Tactics switched to trenches to counter direct fire small arms, not to counter artillery. By the end of the American Civil War, trenches and field works were becoming far more common then ever before, but this was not due to advancements in artillery-in fact field artillery saw little improvement up until this point. Small arms however became dramatically more potent due to inventions like the mini ball and the advent of widespread army issue rifled firearms.
MG-42 fires at 1,200 rpm. If machine guns were the death of open terrain warfare then why did all the German generals cry in their memoirs about human wave attacks on the eastern front? Why not trench up and own the ruskies if this is the case?
The confederates fired the largest artillery barrage of the war before Pickett's charge. Shouldn't that have devastated the Union trenches?
If direct fire weapons are so deadly to open terrain combat then why the move to tanks?
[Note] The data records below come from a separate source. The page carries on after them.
PR #480, opened 2019-10-25
chore(Docs): Dark Mode

sstrubberg:
Added documentation to turn on dark mode.

image

Also fixed a link on the configuration page.

### DIFF
--- a/packages/example/src/pages/components/MDX.mdx
+++ b/packages/example/src/pages/components/MDX.mdx
@@ -31,9 +31,16 @@ The most important of which is the `title`. You can also provide a description a
 ---
 title: Markdown
 description: Usage instructions for the Markdown component
+theme: dark
 keywords: 'ibm,carbon,gatsby,mdx,markdown'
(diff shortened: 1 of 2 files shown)


alisonjoseph:
I don't think design wanted us to publish this yet until its ready for primetime.

sstrubberg:
> @sstrubberg I'm OK with this being added with the notification, but I just wanted to ask about the code snippet theming...are you using the Gatsby component? Just wondering why the red highlight. Also, I added @connor-leech just because this is technically content too.

Yep, using the Gatsby Code snippet. I thought that was weird too, but it's what ya'll have in there currently, so i kept it.

vpicone:
@sstrubberg we kinda did a 'soft release' of this, intentionally leaving it out of the docs. It's likely going to break in the future (different strategy, selectors and theme options) and we don't wanna get folks stuck.

We'll definitely add this once we can effectively theme the four main Carbon themes.

PR #485, opened 2019-10-29
fix: text-decoration on links

vpicone:
We use Carbon’s link component but we can add underline ourselves without waiting for approval [upstream in the Carbon library](https://github.com/carbon-design-system/carbon/issues/3908)

Adding it upstream might come as a surprise to folks who use links in menu’s and now they suddenly have underlines.

This is a stop gap measure to add text decoration in the mean time.


vpicone:
@jeanservaas do you mean for Carbon or the theme? I think we should just stop using the carbon link if we’re gonna change it like that probably. We have to think about focus and visited states too

jeanservaas:
talked to @vince face to face! All states remain the same except we're adding a hover... hover used to be the underline 

These are the old Carbon link specs... now the only difference is that hover will be $hover-primary-text and we need to change the value of that token from Blue 70 to Blue 80 in the .json file.

image

vince:
> talked to @vince face to face! All states remain the same except we're adding a hover... hover used to be the underline

Wrong Vince - please stop summoning me.

mjabbink:
Happy to see. I assume IDL and other sites will get this when they update?

mjabbink:
Nice! Works and looks better to me as well.

PR #506, opened 2019-11-06
fix(accordion): add right padding to title

jnm2377:
Rel: https://github.com/carbon-design-system/gatsby-theme-carbon/pull/454

**New**

- adds right padding to the accordion title to match the content per Mike's request

### DIFF
--- a/packages/gatsby-theme-carbon/src/components/Accordion/Accordion.module.scss
+++ b/packages/gatsby-theme-carbon/src/components/Accordion/Accordion.module.scss
@@ -9,6 +9,7 @@
 
 .accordion :global(.bx--accordion__title) {
   @include carbon--type-style('heading-02');
+  padding-right: 4rem;
 }
 
 .accordion :global(.bx--accordion__content) p {
--- a/packages/gatsby-theme-carbon/src/components/Accordion/Accordion.module.scss
+++ b/packages/gatsby-theme-carbon/src/components/Accordion/Accordion.module.scss
@@ -9,7 +9,7 @@
 
 .accordion :global(.bx--accordion__title) {
   @include carbon--type-style('heading-02');
-  padding-right: 2rem;
+  padding-right: $spacing-07;
 }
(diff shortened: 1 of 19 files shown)


mjabbink:
If I click on the preview link above the width still look the same and expand 100%.

Screen Shot 2019-11-13 at 8 39 38 AM

jeanservaas:
@Alison might be easier if I swing by your desk sometime later this week and look at this... I'm not quite sure what the issue is.

jeanservaas:
ok it took me a second, but I get it... @Alison, I think what you have shown above is fine -- if we give the paragraph the same right margin as the title for the Gatsby theme component... it's going to look weird, because the accordion paragraph will be shorter than the other body copy.  

right now the paragraphs within the accordion and outside of the accordion have the same line length and I think that's good. I also think it's ok that on the off chance you get a really long two-line accordion title, the right padding is slightly larger to avoid the icon.

image

jnm2377:
So should I leave the padding as is or change it? @jeanservaas

jeanservaas:
@jnm2377 what was mike's ask? what was the original issue... not clear what he wants

jnm2377:
Updated title padding to be aligned with content @jeanservaas @alisonjoseph 

Screen Shot 2019-11-18 at 1 36 19 PM
Screen Shot 2019-11-18 at 1 36 38 PM

packages/gatsby-theme-carbon/src/components/Accordion/Accordion.module.scss
```diff
@@ -9,6 +9,7 @@
 
 .accordion :global(.bx--accordion__title) {
   @include carbon--type-style('heading-02');
+  padding-right: 2rem;
```
alisonjoseph:
```suggestion
  padding-right: $spacing-07;
```

mjabbink:
Looks right to me now too

PR #515, opened 2019-11-11
fix(image-card): render as div if no href is provided

### LINKED ISSUE #514: [ImageCard] when no href prop provided, the ImageCard renders an anchor without a href
## Detailed description

Currently if you don't provide an `href` prop to the `ImageCard` component, it will render as an anchor without an `href`. Note that the `href` prop is not required.

If no `href` is provided, I would expect the `ImageCard` to render as a `div` instead (similar to when you mark an `ImageCard` as `disabled={true}`).

jendowns:
Closes #514 

Currently unless you add the `disabled` prop, an `ImageCard` will always render as an anchor.
This is problematic if you don't also provide an `href` (which is not a required prop, either).

Recently on the IBM Security design team, we've come across a situation where we want the positioning and styling of an `ImageCard` within a grid, but we don't need to link it anywhere. (So, we aren't providing an `href`). The `ImageGalleryCard` would not apply well for our designs/situation., and we also don't want to apply `disabled={true}` to `ImageCard` which would apply "do not click" cursor + icon + give an impression that the Card would be clickable under other circumstances. So we wanted to propose a fix here.

Please let me know what you think -- thanks!

#### Changelog

**Changed**

- only apply `bx--tile--clickable` class if `href === undefined` (for hover effects on links only, etc)
- render `ImageCard` as a `div` if `href === undefined`

### DIFF
--- a/packages/gatsby-theme-carbon/src/components/ImageCard/ImageCard.js
+++ b/packages/gatsby-theme-carbon/src/components/ImageCard/ImageCard.js
@@ -101,6 +101,8 @@ export default class ImageCard extends React.Component {
     let isLink;
     if (href !== undefined) {
       isLink = href.charAt(0) === '/';
+    } else {
+      isLink = false;
     }
 
     const ImageCardClassNames = classnames([`${prefix}--image-card`], {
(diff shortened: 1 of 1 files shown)


SimonFinney:
For context, we're currently migrating our experience guide over to use `gatsby-theme-carbon` under the hood - we'd like to reuse as much as possible and have several instances in which we use `ImageCard` with no link out to somewhere else.

As a workaround, we thought we could linking directly to the static image but this doesn't play good with Gatsby.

They too are countered quite easily by direct fire weapons.
If trenches exist solely to counter direct fire then we would expect WWII to have been a war of tunneling machines, not mobile armor.
Pop-history wants to talk about whats sexy and new because they want to sell books. They don't want to talk about what's actually effective i.e. incremental advances in artillery size and density.
At Waterloo there was one artillery piece for every 477 men. Most were around the 6 pound range. (https://en.wikipedia.org/wiki/Order_of_battle_of_the_Waterloo_campaign)
At Gettysburg there were similar numbers at one piece per 578 men, however most guns were around the 12 pound range. (https://www.teachersfirst.com/gettysburg/weapons.cfm)
In WWI a standard british infantry division had one piece per 236 men. 18 pound guns were the most common. (http://militaryhistoryvisualized.com/british-infantry-division-19141916-visualization-organization-structure/)
In 1944 the standard German infantry division had 76 mortars and 48 guns for 12,000 men. A ratio of an artillery piece per 96 men. (https://www.ww2-weapons.com/germany-army-unit-organisation-1942-45/)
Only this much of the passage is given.